Kazimierz Sokołowski

Personal information
- Full name: Kazimierz Stanisław Sokołowski
- Date of birth: 11 February 1963 (age 63)
- Place of birth: Szczecin, Poland
- Height: 1.82 m (6 ft 0 in)
- Position: Defender

Team information
- Current team: Kongsvinger (player developer)

Senior career*
- Years: Team / Apps / (Gls)
- 1980–1990: Pogoń Szczecin / 218 / (26)
- 1990–1991: LASK / 28 / (3)
- 1992–1994: Tromsø / 36 / (3)
- 1995–1997: Asker SK

International career
- Poland U18
- Poland U20
- Poland U21
- 1985–1986: Poland / 2 / (0)

Managerial career
- 1995–2001: Asker
- 2002: Asker women
- 2004: Asker women (assistant)
- 2004: Lyn (player developer)
- 2005: Lyn (caretaker)
- 2005: Lyn (junior coach)
- 2006–2008: Sandefjord (assistant)
- 2008: Sandefjord (caretaker)
- 2009–2012: Vålerenga (developer/assistant)
- 2013: Brann (assistant)
- 2014–2015: Legia Warsaw (assistant)
- 2016–2017: Videoton (assistant)
- 2017–2018: Kongsvinger (assistant)
- 2018: Kongsvinger
- 2018–2019: Stabæk (assistant)
- 2019–2022: Omonia (assistant)
- 2022–2023: Pafos (assistant)
- 2023–2024: AIK (assistant)
- 2025–: Kongsvinger (player developer)

Medal record
Men's football
Representing Poland
UEFA European Under-18 Championship
| Runner-up | 1981 West Germany |  |

= Kazimierz Sokołowski (footballer) =

Polish footballer

Kazimierz "Kaz" Sokołowski (born 11 February 1963) is a Polish professional football manager and former player who is the current head of player development of Kongsvinger.

==Playing career==
He was a squad member for the 1980 UEFA European Under-18 Championship and the 1981 FIFA World Youth Championship. He was later capped twice for Poland and upon transferring to Tromsø IL ahead of the 1992 season, he emigrated to Norway. With Sokołowski settling in Asker, his son Tomasz Sokolowski was capped for Norway.

==Managerial career==
As a head coach Sokołowski led Asker to promotion to the 1996 3. divisjon and the 1999 2. divisjon, and lost promotion to the 2000 1. divisjon only in extra time on the last matchday.

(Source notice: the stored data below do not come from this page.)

PR #1362, opened 2025-11-26
Add dynamic PostgreSQL archive_command variable

vitabaks:
Replaces hardcoded archive_command with a new `postgresql_archive_command` variable that selects the appropriate command based on installed tools (pgBackRest, WAL-G, or disables with /bin/true).


pat-s:
Thanks! Looks good on the first look, will try it out when a new release is available!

Asker's women's team played in the first tier, and Sokołowski was co-head coach with Eli Landsem in 2002. He returned in 2004 as assistant coach under Tomi Markovski. Both also worked at the Norwegian School of Elite Sport (NTG). In mid-2004, Sokołowski also became player developer in another of NTG's cooperation clubs, Lyn.

In January 2005, Sokołowski became caretaker manager of Lyn, after Lyn's then-manager Espen Olafsen was struck by the 2004 Thailand tsunami, surviving himself but losing family members. In April 2005, Henning Berg was hired as Lyn manager, and Sokołowski left Lyn since his son Tomasz was a squad member. However, Sokołowski would later work as Henning Berg's assistant in several clubs.

After rounding off 2005 in the coaching staff of Lyn's junior team, who became runners-up in the Norwegian U-20 Cup, he became Sandefjord's assistant under Tor Thodesen ahead of the 2006 season.

Thodesen was sacked in May 2008. After being caretaker manager for a couple of weeks, Sokołowski continued as Sandefjord's assistant until joining Vålerenga as player developer ahead of the 2009 season. After suffering a tumor on the adrenal gland, he was hospitalized for an extended time, but returned to work in January 2010 and was especially credited with the development of striker Mohammed Abdellaoue. In the summer of 2013, Sokołowski was tempted to sign for SK Brann as assistant, where his son Tomasz played.

In 2014, Sokołowski started a lengthy tenure as the assistant manager for Henning Berg, first in Legia Warsaw, where the entire Norwegian coaching team was sacked in October 2015, then successively in Videoton, Stabæk, Omonia, Pafos and AIK. In between Videoton and Stabæk, Sokołowski also had a spell in Kongsvinger without Berg. After Henning Berg resigned from AIK in June 2024, Sokołowski continued as assistant under caretaker manager Henok Goitom. Ahead of the 2025 season, however, Sokolowski was announced as the new head of player development in Kongsvinger IL. Expressen conveyed that the move happened for family reasons.